PR #15658, opened 2024-10-04
Deprecate `Events::oldest_id`

### LINKED ISSUE #15617: `Events::oldest_event_count` and `Events::oldest_id` don't make the difference to each other clear enough
I am not certain if this is a docs issue, but I found this by looking at the source, not by encountering some bug. That is why for now I focused on how the API appears while there are more issues.

The methods [`Events::oldest_event_count`](https://docs.rs/bevy/latest/bevy/ecs/event/struct.Events.html#method.oldest_event_count) and [`Events::oldest_id`](https://docs.rs/bevy/latest/bevy/ecs/event/struct.Events.html#method.oldest_id) seem to do the same thing when looked at the docs or the source.

Also the API itself is confusing. Instead of returning `usize` it should return an `Option<EventId<E>>` because no oldest event might be available currently if the sequences `events_b` and `events_a` are empty.

As a side note, the implementation of `oldest_event_count` looks like that:

```rs
/// Returns the index of the oldest event stored in the event buffer.
pub fn oldest_event_count(&self) -> usize {
    self.events_a
        .start_event_count
        .min(self.events_b.start_event_count)
}
```

When it should be clear that `self.events_b` as the more recent sequence cannot contain the oldest count.

- `oldest_event_count` was added by https://github.com/bevyengine/bevy/pull/5730
- `oldest_id` was added by https://github.com/bevyengine/bevy/pull/5735

urben1680:
# Objective

Fixes #15617 

## Solution

The original author confirmed it was not intentional that both these methods exist.

They do the same, one has the better implementation and the other the better name.

## Testing

I just ran the unit tests of the module.

---

## Migration Guide

- Change usages of `Events::oldest_id` to `Events::oldest_event_count`
- If `Events::oldest_id` was used to get the actual oldest `EventId::id`, note that the deprecated method never reliably did that in the first place as the buffers may contain no id currently.

### DIFF
--- a/crates/bevy_ecs/src/event/collections.rs
+++ b/crates/bevy_ecs/src/event/collections.rs
@@ -114,9 +114,7 @@ impl<E: Event> Default for Events<E> {
 impl<E: Event> Events<E> {
     /// Returns the index of the oldest event stored in the event buffer.
     pub fn oldest_event_count(&self) -> usize {
-        self.events_a
-            .start_event_count
-            .min(self.events_b.start_event_count)
+        self.events_a.start_event_count
     }
 
     /// "Sends" an `event` by writing it to the current event buffer.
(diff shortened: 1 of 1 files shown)


ItsDoot (approved):
Don't forget to update the PR title.

alice-i-cecile (approved):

-- WHAT IS BEING ASKED --
This exercise calls for the line containing "-114,9 +114,7 @@" and each line after it in the records, copied exactly.

-- TASK RESULT --
@@ -114,9 +114,7 @@ impl<E: Event> Default for Events<E> {
 impl<E: Event> Events<E> {
     /// Returns the index of the oldest event stored in the event buffer.
     pub fn oldest_event_count(&self) -> usize {
-        self.events_a
-            .start_event_count
-            .min(self.events_b.start_event_count)
+        self.events_a.start_event_count
     }
 
     /// "Sends" an `event` by writing it to the current event buffer.
(diff shortened: 1 of 1 files shown)


ItsDoot (approved):
Don't forget to update the PR title.

alice-i-cecile (approved):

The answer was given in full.